PR #288, opened 2018-06-16
Get rid of dask warning; always delete test output files

spencerahill:
`dask.set_options` -> `dask.config.set` as of dask version 0.18.  I've made this conditional on the dask version.  Alternatively we could just bump the minimum version to 0.18 so not have to deal with the version-checking logic.

Also, apologies for the 2-in-1, delete output of new tests from #287, as we do with other calc tests.


aospy/automate.py
```diff
@@ -278,7 +278,11 @@ def _compute_or_skip_on_error(calc, compute_kwargs):
 def _submit_calcs_on_client(calcs, client, func):
     """Submit calculations via dask.bag and a distributed client"""
     logging.info('Connected to client: {}'.format(client))
-    with dask.set_options(get=client.get):
+    if float(dask.__version__[:4]) < 0.18:
```
spencerkclark: I think xarray typically does things like this with `LooseVersion` from the standard library (e.g. [here](https://github.com/pydata/xarray/blob/cf19528d6d2baf988ad34e024cae28361c9fd693/xarray/tests/__init__.py#L91)):
```python
from distutils.version import LooseVersion

if LooseVersion(dask.__version__) < '0.18':
    dask_option_setter = dask.set_options
else:
    dask_option_setter = dask.config.set
```

spencerkclark (commented):
> dask.set_options -> dask.config.set as of dask version 0.18.

Very nice, I'm excited that that's been released.

> Also, apologies for the 2-in-1, delete output of new tests from #287, as we do with other calc tests.

Ah, good catch!  Thanks for cleaning that up.

spencerahill:
Thanks @spencerkclark.  I had seen their use of LooseVersion before but I had assumed it was a 3rd party package...that's great that it's standard library.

§ TASK STATEMENT
Look through the entries above; copy each line where the string "apologies" appears.

§ SOLUTION TO THIS EXERCISE
Also, apologies for the 2-in-1, delete output of new tests from #287, as we do with other calc tests.
> Also, apologies for the 2-in-1, delete output of new tests from #287, as we do with other calc tests.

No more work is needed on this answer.